Weak Fairness (WF_vars(A))
Weak fairness on action $A$ means that if $A$ stays continuously enabled, it must eventually occur. In the state graph, TLC looks for cycles where $A$ is enabled in every single state of the loop, yet $A$ is never taken. If it finds such a cycle, and you assumed WF, TLC reports a violation.
WF is usually enough for "internal" progress, like a local timer that can't be blocked by other processes.
Strong Fairness (SF_vars(A))
Strong fairness on action $A$ means that if $A$ is infinitely often enabled, it must eventually occur. Checking this is significantly more expensive; TLC must monitor the "enabledness" of $A$ throughout the entire SCC (Strongly Connected Component) to see if $A$ could have been taken at any point in the cycle.
SF is often necessary when processes contend for a shared resource. If a process is repeatedly blocked and unblocked, WF won't guarantee it ever gets the resource, but SF will.
4. Stuttering and the [Next]_vars Pattern
Canonical TLA+ specs often take the form Init /\ [][Next]_vars /\ Fairness. The [Next]_vars notation explicitly permits the "stuttering" step vars' = vars.

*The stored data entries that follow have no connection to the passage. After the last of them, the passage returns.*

PR #1071, opened 2025-04-16
added radio button example to the design system

prashantchanne12:


libs/design-system/buttons/radio-button/src/lib/global-styles.component.ts
```diff
@@ -0,0 +1,11 @@
+import { ChangeDetectionStrategy, Component, ViewEncapsulation } from '@angular/core';
+
+@Component({
```
axdanbol, line 3: Missing code docs here

axdanbol (changes requested):

axdanbol (approved):

libs/design-system/buttons/radio-button/src/lib/global-styles.component.scss
```diff
@@ -0,0 +1,12 @@
+@use '../../../../styles/utils';
+
+@include utils.global-styles() {
+  mat-radio-button {
+    --mdc-radio-selected-pressed-icon-color: var(--mat-sys-on-tertiary-fixed);
```
axdanbol, line 5: The hover/pressed color for non-checked buttons is incorrect. Please update.
Use `:checked` css selector to differentiate between the two

axdanbol (changes requested):

axdanbol (approved):

PR #1079, opened 2025-04-17
initial setup for form fields

rchavan10:
This is the initial setup for the form fields so that mat form fields follow same styles globally.


axdanbol:
Part of #1084

Issue #1042, opened 2025-04-09
Bug Report: RUI Rotation Tooltip


danqaurooni:
The RUI rotation tooltip says to hold shift to rotate in smaller degrees but the way it actually works is the opposite: the default rotation is by 1 degree and if you hold the shift key the block jumps around in larger degrees.

bherr2:
Yes, I think that's true. It was originally what was described in the tooltip, but was flipped to match how it worked with tissue block movement and the shift key. A new tooltip is in order. @LibbyUX can you get us new text to put in there?

axdanbol:
This has been fixed in develop. @bherr2 should I cherry pick the changes into main or do we wait?

Issue #986, opened 2025-03-03
Tooltips for tissue section: thickness and #sections


danqaurooni:
The thickness tooltip is missing so it is not clear what unit we are measuring thickness in. Since the blocks are in millimeters, I believe the sections should be in microns (micrometers) but @bherr2 should know better.

andreasbueckle:
I added one comment with the unit.

----------------------------------------------
Best,
Andreas

Andreas "Andi" Bueckle, Ph.D.
Research Lead, Cyberinfrastructure for Network Science Center (CNS)
Faculty Advisor, Sailing Club at Indiana University
US Sailing Certified Race Official
Room #4024
Luddy School of Informatics, Computing, and Engineering, Indiana University
700 N Woodlawn Ave (Luddy Hall)
47408 Bloomington, IN - USA

email: ***@***.******@***.***>
web: www.andreas-bueckle.com<https://www.andreas-bueckle.com/>
________________________________

PR #1089, opened 2025-04-21
Update tooltip text in tissue block settings

edlu77:
- #986 
- #1042


edlu77:
@LibbyUX I've made the changes as requested. However one issue I see with the tooltips is that there's no standard maximum width, so they have to be set manually. The benefit is you won't get the awkward wrapping issues like you see above. However it's a lot of hard coding values which might not be great either. Let me know what you think about this.

axdanbol (approved):

PR #1099, opened 2025-04-23
Added app label to the desing system

prashantchanne12:


libs/design-system/app-label/src/lib/app-label.module.ts
axdanbol, line 1: Please delete this file

libs/design-system/app-label/src/lib/app-label.component.html
```diff
@@ -0,0 +1,11 @@
+<div class="ui-content">
```
axdanbol, line 1: Please remove the wrapping div and move any scss styles to the :host selector

axdanbol (changes requested):
Please move `app-label` folder into the `content-templates` folder.
Also replace usage of `hra-product-header` in apps.humanatlas.io with the app label

apps/apps.humanatlas.io/src/app/pages/us1/cell-population-predictor/cell-population-predictor.component.scss
```diff
@@ -19,6 +19,7 @@
   flex-wrap: wrap;
   gap: 3rem;
   margin-top: 3.5rem;
+  height: 15.8125rem;
```
axdanbol, line 22: There height changes incorrectly affects the responsiveness of the cards and page. Check the app at around 680px width and you'll see the problem

axdanbol (changes requested):

apps/apps.humanatlas.io/src/app/pages/us1/cell-population-predictor/cell-population-predictor.component.scss
axdanbol, line 1: The cards do not behave nicely when resizing the screen. They need to work from 320px & up. Please revisit the styling here. In general you should not need to set a fixed height. Auto is correct in most cases but you also try keywords such as min-content/max-content

axdanbol (changes requested):

axdanbol (approved):

PR #1100, opened 2025-04-23
RUI bug - reimplemented rotation slider using overlay in slider-box

gauri2029:

PR #1104, opened 2025-04-24
Reimplemented rotation slider using overlay for slider-box

gauri2029:
Continues work from #1100


axdanbol (changes requested):
Please implement requested changes made in #1100

Issue #1109, opened 2025-04-25
Add 500 error page


LibbyUX:
![Image](https://github.com/user-attachments/assets/8f92a419-f048-43e3-a6e3-bd7afcd96434)

# Ready for dev
Please add our new 500 error page indicator to Storybook and add this infrastructure for all HRA websites. This is the UI for all unexpected 500 error codes.
- This page recommends the user tries refreshing, otherwise, we suggest reporting an issue. Users also have the option to go back to the homepage `https://humanatlas.io/`
- The `Report issue` button opens a new tab to a new GitHub issue. It would be great if we could funnel them into a Bug issue template that is somewhat filled out already. Please let me know if I can help with this!
- Nice to have (or a scaling note for later): Ideally, it would great to have automated tracking and reporting of the error type details so we can improve our website. If we can automatically track these errors, then potentially we won't have to ask the user to submit the error.

### Two variants:
- 640px and above: Horizontal padding of 40px
- 639px to 320px: Horizontal padding of 16px

### Question on behavior & desired examples
- Is it possible for the 500 error section height to take up the whole screen? Asking because I want this design/implementation to be super straightforward to decrease cognitive load. See #909 for examples.

# Figma
- [Design System Repository](https://www.figma.com/design/gQEMLugLjweDvbsNNUVffD/HRA-Design-System-Repository?node-id=9589-15471&t=OyVLb2J8fENPyyeX-4)
- [HRA Components](https://www.figma.com/design/BCEJn9KCIbBJ5MzqnojKQp/HRA-Components?node-id=3292-4471)

PR #1114, opened 2025-04-29
Design System - Add 500 Error Page

saaivignesh20:
This pull-request resolves the GitHub issue #1109.

## Implementation Notes
- Added 500 (internal server error) component to Design System/Error Pages
- Created a 500 route on apps.humanatlas.io


libs/design-system/error-pages/server-error-page/src/lib/server-error-page.component.ts
```diff
@@ -0,0 +1,18 @@
...
+ * - Displays a 500 error page when there is an internal server error.
+ */
+@Component({
+  selector: 'hra-server-error-page',
+  imports: [CommonModule, ButtonsModule, MatIconModule, RouterModule],
+  templateUrl: './server-error-page.component.html',
+  styleUrl: './server-error-page.component.scss',
+  changeDetection: ChangeDetectionStrategy.OnPush,
+})
+export class ServerErrorPageComponent {}
```
axdanbol, line 18: Add an input for the report url and update the button to go to the url

libs/design-system/error-pages/server-error-page/src/lib/server-error-page.component.html
```diff
@@ -0,0 +1,12 @@
+<div class="title">Oops! We’re having a moment.</div>
+<div class="description">Try refreshing the page or report the issue if it continues.</div>
+<div class="actions">
+  <button mat-button hraCtaButton hraButtonVariant="primary">
+    Report issue
+    <mat-icon iconPositionEnd>arrow_forward</mat-icon>
```
axdanbol, line 6: Use `arrow_right_alt` instead

libs/design-system/error-pages/server-error-page/src/lib/server-error-page.component.html
```diff
@@ -0,0 +1,12 @@
...
+  </button>
+  <button mat-button hraCtaButton hraButtonVariant="secondary" routerLink="/">
+    Go to homepage
+    <mat-icon iconPositionEnd>arrow_forward</mat-icon>
```
axdanbol, line 10: Use `arrow_right_alt` instead

axdanbol (changes requested):

libs/design-system/error-pages/server-error-page/src/lib/server-error-page.component.ts
axdanbol: @LibbyUX Will the report button ever be hidden or is it always shown?

saaivignesh20: Thanks for the clarification @LibbyUX & @axdanbol, I will mark the `input()` required so that the report button always works when the page is shown.

Issue #1076, opened 2025-04-17
Update 3rd party angular packages


axdanbol:
The following 3rd party angular packages should be upgraded:
- [ ] ng-inline-svg-2 
- [ ] ngx-color-picker
- [ ] ngx-highlightjs

PR #1125, opened 2025-05-01
Upgrading 3rd party angular packages to latest versions.

gauri2029:
#1076  The following 3rd party angular packages are upgraded:
1. ng-inline-svg-2 to version 19.0.0
2. ngx-color-picker to version 19.0.0
3. ngx-highlightjs to version 14.0.0


libs/cde-visualization/src/index.ts
```diff
@@ -22,5 +22,10 @@ export type CdeVisualizationElementProps = InputProps<CdeVisualizationComponent>
 
 /** Custom element definition for CdeVisualizationComponent */
 export const CdeVisualizationElement = createCustomElement('cde-visualization', CdeVisualizationComponent, {
-  providers: [provideHttpClient(), provideAnimations(), importProvidersFrom(ColorPickerModule), provideDesignSystem()],
+  providers: [
+    provideHttpClient(),
+    provideAnimations(),
+    importProvidersFrom(ColorPickerDirective),
```
axdanbol, line 28: This is incorrect. Providers should only be imported from modules. Check if ngx-color-picker exports a provideColorPicker function or similar function. Otherwise remove this line

libs/design-system/color-picker/src/lib/color-picker.stories.ts
```diff
@@ -16,7 +16,7 @@ const meta: Meta = {
       providers: [],
     }),
     moduleMetadata({
```
axdanbol, line 18: Remove the entire `decorators` property. The component already imports the necessary directives, etc.

axdanbol (changes requested):

libs/cde-visualization/src/index.ts
gauri2029: I couldn't find any provide function from ngx-color-picker so i removed it,

axdanbol (approved):

Issue #248, opened 2020-05-18
feature request: Create common rule for symlinking


Yannic:
It would be great if skylib had a rule similar to `copy_file` that, instead of manually copying the file, uses `ctx.actions.symlink` (since Bazel 3.2).

This could be either implemented as a new rule (`symlink_file`?), or as attribute of `copy_file` (which could potentially become the default behavior in the future).

aiuto:
I have some reservations about this.  I don't have time to do a deep explanation this week, so I'm just asking questions about the need and the PR you sent. Because knowing the needs is important to evaluate the PR.

*why does someone need a symlink?*
- Do we just want the file under a new name and this is speed optimization over copy?
- Why do we want a new name in the first place?
- Is this for packaging later in tar or zip? (e.g. BUILD_dist in source, but need BUILD in the tgz distribution).
- Do we want to support naked symlinks, which are a different real need. Again, the motivations are the same

If we only are doing this to rename in a performant way, why can't we make this a `fast_copy` rule which promises to do a symlink if it can or copy if it can't, but it leaves a real artifiact either way.

If we are doing this to define packaging structures, then I don't think we want to build the symlinks. We want package rules that describe the need for the symlink, and the packager gets to pick what it builds.  For example, it is reasonable for a developer with remote build to have a windows host, but build a tarball that contains a symlink.

Yannic:
The purpose of this new rule is to have a faster way to give a file a new name. The reason why we need to make files available under different names is that some tools unfortunately behave differently depending on their name (e.g. `sha256(clang) == sha256(clang++)`, but they do different things when called as `clang` vs `clang++` 😡). Obviously, symlinking a large binary is faster than copying it.

I'm not sure what you mean with naked symlinks. Are you talking about the experimental unresolved symlinks in Bazel which allow creating symlinks which point to arbitrary strings (https://github.com/bazelbuild/bazel/issues/10298)? If so, then, at this moment, I don't have any intention in supporting them in the `symlink_file` rule. IMO, unresolved symlinks are tricky (caching, remote execution, ...) and should only be used to reach absolute paths outside of a WORKSPACE (e.g. `/usr/bin/gcc`). Making them easier to use will most-likely cause more harm than good.

[...]

PR #252, opened 2020-05-29
copy_file: Add parameter to allow symlinks

Yannic:
This change adds a new parameter `allow_symlinks` to `copy_file` that
allows the action to create a symlink instead of doing an expensive
copy if the execution platform (host) allows it.

Updates #248


rules/private/copy_file_private.bzl
```diff
@@ -78,9 +85,10 @@ def _ximpl(ctx):
     return _common_impl(ctx, True)
 
 _ATTRS = {
-    "src": attr.label(mandatory = True, allow_single_file = True),
-    "out": attr.output(mandatory = True),
+    "is_symlink": attr.bool(mandatory = True),
```
aiuto, line 88: It looks like the is_executable should be folded in here as another bool attribute.
Then you would not need _copy_file vs copy_xfile and the `if is_executable` at line 127.
Having two different techniques for doing this differentiation is confusing.

rules/private/copy_file_private.bzl
```diff
@@ -118,6 +129,54 @@ def copy_file(name, src, out, is_executable = False, **kwargs):
             name = name,
             src = src,
             out = out,
+            is_symlink = False,
+            is_windows = select({
```
aiuto, line 133: host_window is only true if host==target.    See the issue for concernts.

rules/private/copy_file_private.bzl
Yannic: AFAIK, we also have to set `is_executable = True` on the rule to allow it as tool for other actions.

Yannic:
Updated the PR according to the discussion in #248. ptal, thanks!

rules/private/copy_file_private.bzl
aiuto: Yes, but it would be an attribute on copy_file, and you would just pass the value down from the macro to the rule. The virtually duplicated call at lines 131-150 would fold away.

rules/private/copy_file_private.bzl
```diff
@@ -128,27 +123,20 @@ def copy_file(name, src, out, is_executable = False, allow_symlink = False, **kw
           handle symlinks (which most UNIX tools can).
       **kwargs: further keyword arguments, e.g. `visibility`
     """
+
+    copy_file_impl = _copy_file
     if is_executable:
```
aiuto, line 128: Silly github UI won't let me comment  on line 96. There is no more _ximpl.

rules/private/copy_file_private.bzl
```diff
@@ -58,12 +58,12 @@ def copy_bash(ctx, src, dst):
         use_default_shell_env = True,
     )
 
-def _common_impl(ctx, is_executable):
+def _impl(ctx):
```
aiuto, line 61: There are several rules and implementations here.
It would be easier to read if this were _copy_file_impl

rules/private/copy_file_private.bzl
Yannic: I *think* this was already fixed in 3f0948767e476c0b301caa95ab7f861a8314fcb1.

rules/private/copy_file_private.bzl
Yannic: Sure, done

Yannic:
Sorry for the delay, I've been busy doing other things!

Updated the PR to address your comments. ptal, thanks!

rules/private/copy_file_private.bzl
```diff
@@ -111,27 +114,29 @@ def copy_file(name, src, out, is_executable = False, **kwargs):
...
+
+    copy_file_impl(
+        name = name,
+        src = src,
+        out = out,
+        is_windows = select({
+            "@bazel_tools//src/conditions:host_windows": True,
+            "//conditions:default": False,
+        }),
+        is_executable = is_executable,
```
aiuto, line 139: If this were     executable = is_executable  would you just be able to call _copy_file() and not have _copy_xfile()?

Yannic: AFAICT, no. `_copy_xfile = rule(executable = True)` has a different (native) parent rule than `_copy_file = rule(executable = False)` (https://cs.opensource.google/bazel/bazel/+/master:src/main/java/com/google/devtools/build/lib/analysis/skylark/StarlarkRuleClassFunctions.java;l=290;drc=8b856f5484f0117b2aebc302f849c2a15f273310).

Yannic:
Updating the branch did fix CI, thanks for the review!

Yannic:
Is there anything left to get this merged?

aiuto:
Nope. Other than a reminder. It turns out last week was busier than I thought and it slipped my mind.

PR #253, opened 2020-06-02
Add `new_sets` as a dep of `sets` bzl_library

Bocete:
Without this change, evaluating bzl with strict dependencies results in an error.

[`load(":new_sets.bzl", _sets = "sets")`](https://github.com/bazelbuild/bazel-skylib/blob/560d7b2359aecb066d81041cb532b82d7354561b/lib/sets.bzl#L17) results in `No such file or directory: 'third_party/bazel_skylib/lib/new_sets.bzl`


Bocete:
Any ideas on what Buildifier found wrong? All I see is a list of warnings from unaffected code, and a `Error: The command exited with status 4`.

Thanks! I'm completely new to github CI so I appreciate your patience.

Bocete:
@jin @laurentlb PTAL, this is a trivial one. Thanks!

PR #257, opened 2020-07-08
Process wrapper

jelmansouri:
As we are working toward having native rule compatibility with windows, we encountered a lot of run_shell usage to have access to some basic shell functionality like substituting $pwd in command line arguments or environment variables or redirecting the output. Or reading a file that contains arguments generated by another rule (build.rs scripts in rust).


aiuto:
Could you start with a design discussion somewhere?

I *think* I agree something like this is worthwhile because bash scripts have no place in a portable world, but there are some problems
- this takes a dependency on C++, which I'm not sure we want in skylib
- it's not clear the features implemented work in a general enough way to be useful outside of your use case.

jelmansouri:
I created a google doc to discuss this!
https://docs.google.com/document/d/13M9ArI_Qdj3PuJk2kXSRm6YISp8uceq_lEG8_I7kXcA

jin:
cc @meteorcloudy

aiuto:
+bazel-discuss <bazel-discuss@googlegroups.com>

docs/process_wrapper_doc.md
```diff
@@ -0,0 +1,130 @@
...
+        </p>
+        <p>
+          executable_path: path to the executable that is going to be launched as a child process.
+        </p>
+        <p>
+          [args]: Arguments to be passed on to the child process.
+        </p>
+      </td>
+    </tr>
+    <tr id="process_wrapper-subst-pwd">
```
meteorcloudy, line 75: Should this be --subst <env var name> ? So that you can substitute any given environment variable in argument. In cmd.exe, there is no default %PWD% env var, but %CD% as the current working directory.

docs/process_wrapper_doc.md
```diff
@@ -0,0 +1,130 @@
...
+      <td>
+        optional.
+        <p>
+          Writes the standard output of the child process to a file.
+          Can appear once.
+        </p>
+      </td>
+    </tr>
+    <tr id="process_wrapper-touch-file">
+      <td><code>--touch-file file_path</code></td>
```
meteorcloudy, line 121: Does this file only get created if the child process exits successfully? If so, can you make it clear in the doc or even the flag name?

docs/process_wrapper_doc.md
```diff
@@ -0,0 +1,130 @@
+## process_wrapper
+
+Process wrapper is a helper that allows you, in a platform independent way,
```
meteorcloudy, line 3: I think we should make it clear that using this means you'll have C++ toolchain in your dependency.

lib/process_wrapper/process_wrapper.cc
```diff
@@ -0,0 +1,109 @@
...
+    if (arg == PW_SYS_STR("--subst-pwd")) {
+      subst_pwd = true;
+    } else {
+      // All argument in the else block have a parameter
+      if (++i == argc) {
+        std::cerr << "process wrapper error: argument \"" << ToUtf8(arg)
+                  << "\" missing parameter." << std::endl;
+        return -1;
+      }
+      if (arg == PW_SYS_STR("--env-file")) {
```
meteorcloudy, line 43: Have you tested if the process wrapper works or not when the paths given by `--env-file`, `--arg-file`, etc. are long paths on Windows (>260 characters). 
https://docs.microsoft.com/en-us/windows/win32/fileio/naming-a-file#maximum-path-length-limitation

docs/process_wrapper_doc.md
```diff
@@ -0,0 +1,130 @@
...
+    args.add("--current-dir", "<pwd>")
+    env = {"CURRENT_DIR": "<pwd>/test_path"}
+
+    ctx.actions.run(
+        executable = ctx.executable._process_wrapper,
+        inputs = ctx.files.env_files + ctx.files.arg_files,
+        outputs = [stdout_output],
+        arguments = [args],
+        env = env,
+        tools = [ctx.executable._process_wrapper_tester],
```
ash2k, line 28: `_process_wrapper_tester` is undefined?

docs/process_wrapper_doc.md
```diff
@@ -0,0 +1,130 @@
...
+    <tr id="process_wrapper-env-file">
+      <td><code>--env-file file_path</code></td>
+      <td>
+        optional.
+        <p>
+          Loads an environment variables file form "file_path".
+          Can appear multiple times.
+        </p>
+        <p>
+          The file consists of new line separated environment variables under the form of VAR=VALUE.
```
ash2k, line 93: Please provide a way to use new line characters in values, some sort of escaping scheme. Perhaps a helper to do such escaping too.

docs/process_wrapper_doc.md
```diff
@@ -0,0 +1,130 @@
...
+    <tr id="process_wrapper-arg-file">
+      <td><code>--arg-file file_path</code></td>
+      <td>
+        optional.
+        <p>
+          Loads a command line arguments file form "file_path".
+          Can appear multiple times.
+        </p>
+        <p>
+          The file consists of  new line separated arguments.
```
ash2k, line 106: Same as above - please provide a way to use new line characters in arguments.

lib/process_wrapper/process_wrapper.cc
jelmansouri: They don't, the wrapper is going to fail, with a message like this one:
process wrapper error: failed to open file: tests/process_wrapper/test_files/lllllllllllllllllllllllllllllllllllllllllllllllooooooooooooooooooooooooooooooooooooooooooooooooonnnnnnnnnnnnnnnnnnnnnnnnnnnnnnnnnnnnnnnnnnnnnnnnnnnnnnnnnnnnnnnnnnnnnnnnnnnnnnnnnnnnnnnnnnnggggggggggggggggggggggggggggggggggggggggggggggggggggggggggggggggggg

docs/process_wrapper_doc.md
jelmansouri: Fixed in the doc!

docs/process_wrapper_doc.md
jelmansouri: Added to the doc

docs/process_wrapper_doc.md
jelmansouri: Thanks!

lib/process_wrapper/process_wrapper.cc
meteorcloudy: Yeah. If you want the process wrapper to work for long path.
I guess you'll have to convert the paths to a format like `\\?\D:\long\windows\path`.

jmmv:
Given that Bazel already has a process-wrapper tool, should this be called something else?

jelmansouri:
> Given that Bazel already has a process-wrapper tool, should this be called something else?

I don't have any strong opinion about the name :) if you have a suggestion I would be happy to change it!

lib/process_wrapper/process_wrapper.cc
jelmansouri: Looking at the state of long path support on windows, if we are operating on paths longer than 260, it is highly probable that other tooling that is used along with the wrapper will break.

jelmansouri:
Updated the design doc with more information!

lib/process_wrapper/process_wrapper.cc
meteorcloudy: I see. Can you help add a comment about this tool not supporting long path on Windows? If other people try to use this, they should have the correct expectation.

docs/process_wrapper_doc.md
jmmv: Agreed. And even make this _not_ rely on the environment. Make this `--subst=var=value` so this can apply arbitrary substitutions.

lib/BUILD
```diff
@@ -98,3 +99,28 @@ bzl_library(
     name = "old_sets",
     srcs = ["old_sets.bzl"],
 )
+
+cc_binary(
+    name = "process_wrapper",
+    srcs = [
+        "process_wrapper/process_wrapper.cc",
```
jmmv, line 106: Any reason for not adding a `process_wrapper/BUILD` file instead?

lib/process_wrapper/process_wrapper.cc
```diff
@@ -0,0 +1,109 @@
...
+        }
+      } else if (arg == PW_SYS_STR("--arg-file")) {
+        if (!ReadFileToArray(argv[i], file_arguments)) {
+          return -1;
+        }
+      } else if (arg == PW_SYS_STR("--touch-file")) {
+        if (!touch_file.empty()) {
+          std::cerr << "process wrapper error: \"--touch-file\" appears more "
+                       "than once"
+                    << std::endl;
```
jmmv, line 55: Please avoid using `std::endl` and instead put `\n` in the strings. `std::endl` forces a flush of the stream and we don't need this here, and that's already implied by the use of stderr.

lib/process_wrapper/system_posix.cc
```diff
@@ -0,0 +1,157 @@
...
+int System::Exec(const System::StrType& executable,
+                 const System::Arguments& arguments,
+                 const System::EnvironmentBlock& environment_block,
+                 const StrType& stdout_file) {
+  StdoutPipe stdout_pipe;
+  if (!stdout_file.empty() && !stdout_pipe.CreateEnds()) {
+    return -1;
+  }
+
+  pid_t child_pid = fork();
```
jmmv, line 113: Why do we need to fork at all? From what I see in the description of this wrapper, there is no need to do anything upon process termination, so the wrapper can set things up and then give control to the wrapper process, keeping the process tree cleaner (and being much faster e.g. on macOS).

lib/BUILD
jelmansouri: I had that originally but I find it cleaner to do this @bazel_skylib//lib:process_wrapper where referencing it, rather than @bazel_skylib//lib/process_wrapper:process_wrapper.
Maybe I should have an alias in //lib ?

lib/process_wrapper/system_posix.cc
jelmansouri: The touch file feature, needs getting back the control.

lib/BUILD
jmmv: `@bazel_skylib//lib/process_wrapper:process_wrapper` is equivalent to `@bazel_skylib//lib/process_wrapper` (the default target name is the package's leaf name).

jelmansouri: I know it's the case in general, but it didn't seem to work in this context:
"_process_wrapper": attr.label(
            default = "@bazel_skylib//lib:process_wrapper",
            executable = True,
            allow_single_file = True,
            cfg = "exec",
        ),

jelmansouri:
> Also, I'm wondering... all this argument rewriting... why cannot it be done from Starlark? I think the design doc should better explain why a separate tool is necessary. A separate tool feels a bit awkward to me, and it risks becoming its own "shell interpreter" over time.

Ideally it would, but looking at some open issues dating back to 2018 like this one https://github.com/bazelbuild/bazel/issues/5511, it might be harder to make these changes to support remote executions platfoms. But I'm not an expert here!

lib/BUILD
jmmv: If that's the code snippet you tried and failed... the `:` is wrong in the `default` value. Should be a slash.

jelmansouri: Had a slash in there I think, but my memory might fail me. Let me try again!

lib/process_wrapper/process_wrapper.cc
jelmansouri: Fixed!

docs/process_wrapper_doc.md
jelmansouri: Fixed

docs/process_wrapper_doc.md
jelmansouri: Fixed

docs/process_wrapper_doc.md
jelmansouri: Updated the design document and code regarding this.

lib/BUILD
jelmansouri: Fixed

blg666 (approved):

PR #260, opened 2020-07-28
rm last usage of --experimental_build_setting_api

juliexxia:


c-parsons:
Failure here looks legitimate. Looks like Stardoc still reflects this flag as being false. You have two options here:

1. Update Stardoc version (not sure when the last Stardoc release was relative to this flag change, but you may need to rebuild/release a new Stardoc. Then, update skylib's dependency on Stardoc to the new version. Then, you should be able to carry on with this commit.

OR

2. Revert this commit and keep status quo; when skylib needs to update stardoc version, we will need to also include the diff of this commit.

juliexxia:
Not sure why this is failing with the --experimental_build_setting_api check. That flag has defaulted to true for ~a year now in [bazel](https://github.com/bazelbuild/bazel/blob/3762e94856dda91f91a5d14fcd56eb412a281c68/src/main/java/com/google/devtools/build/lib/packages/StarlarkSemanticsOptions.java#L90) and it seems like the checks are running 3.4.1 so not a super old version or anything

c-parsons:
It looks like stardoc jars were updated 10 months ago (https://github.com/bazelbuild/stardoc/pull/13/commits/9346c62c8f62df22713463f8a453bb12bf08d400)

But this flag was flipped 13 months ago
(https://github.com/bazelbuild/bazel/commit/f113c4493989ddaf131fcc90020b68222f4a5bbe)

So it must just be the case that skylib is depending on a *very* old version of Stardoc, via the federation tar.
Perhaps you can update that dependency here and this should be fine?

aiuto:
Hi Julie.  I made a PR to update stardoc in the federation. If you approve
that I can make a new release of that, and you can update the skylib dep in
your PR.
https://github.com/bazelbuild/bazel-federation/pull/119

juliexxia:
@aiuto that bazel_federation update got this all fixed thanks much!

aiuto:
Great.

PR #266, opened 2020-08-18
Set config_settings in inspect_output_dirs_test to something not used…

comius:
… in the main build.

This resolves test failures, that were started by
https://github.com/bazelbuild/bazel/commit/a7a0d48fbeb059ee60e77580e5d05baeefdd5699


brandjon:
LGTM, but apparently I'm not a codeowner in this repo.

TL;DR for an owner: The linked change made no-op starlark transitions no longer spuriously change the output dir. The test in question relies on the output dir being changed. This PR uses a non-default value for the transition so it's no longer a no-op.

comius:
Closing if favour of pull/267

PR #271, opened 2020-09-03
Add support for gazelle handling relative imports

segiddins:
This is the first time I've written more than a line of go, so it's possible I'm doing things very very wrong here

This makes stuttering a first-class citizen. If a liveness property fails, TLC often shows a trace ending in "Back to state X". This tells you that your spec permits an infinite execution that avoids progress. Sometimes the cycle is pure stuttering (the system hangs); sometimes the variables change, but the "required" variable remains static (the system is busy doing useless work).
5. The Performance Tax of Liveness
Checking liveness is orders of magnitude slower than checking safety because TLC cannot exit early upon finding a bad state. It must build the state graph and perform SCC analysis (typically using Tarjan's or a tableau-based approach).
| Task | Logic | Algorithm | Complexity |
|---|---|---|---|
| Safety | []P | BFS / State Fingerprinting | $O(V + E)$ |
| Liveness | P ~> Q | SCC / Tableau Analysis | $O(V + E) \times \text{Fairness}$ |
While a safety check might handle 10 million states in minutes, a liveness check on the same model may take hours or require massive memory to track the edges required for cycle detection.
6. Debugging the "Lasso"
When TLC gives you a liveness counterexample:
- Identify the Cycle: Look for the "Back to state [N]" message at the end of the trace.
- Evaluate Enabledness: For every state in the cycle, check which actions were
ENABLED. - Verify Fairness: If you expected an action to fire, was it
ENABLEDcontinuously (forWF) or infinitely often (forSF)?
A common trap is the Request/Response failure: if Response is only enabled when a buffer isn't full, and Request keeps filling it, Response may be disabled exactly when the scheduler would have picked it. In this case, even SF_vars(Response) won't save you if the buffer stays full—the protocol itself must be changed to ensure Response eventually becomes and stays enabled.
Ultimately, safety prevents catastrophe, but liveness prevents the "zombie" state where your system is legal but useless. If you can't prove liveness, your spec is just a list of things that won't happen, not a description of a system that works.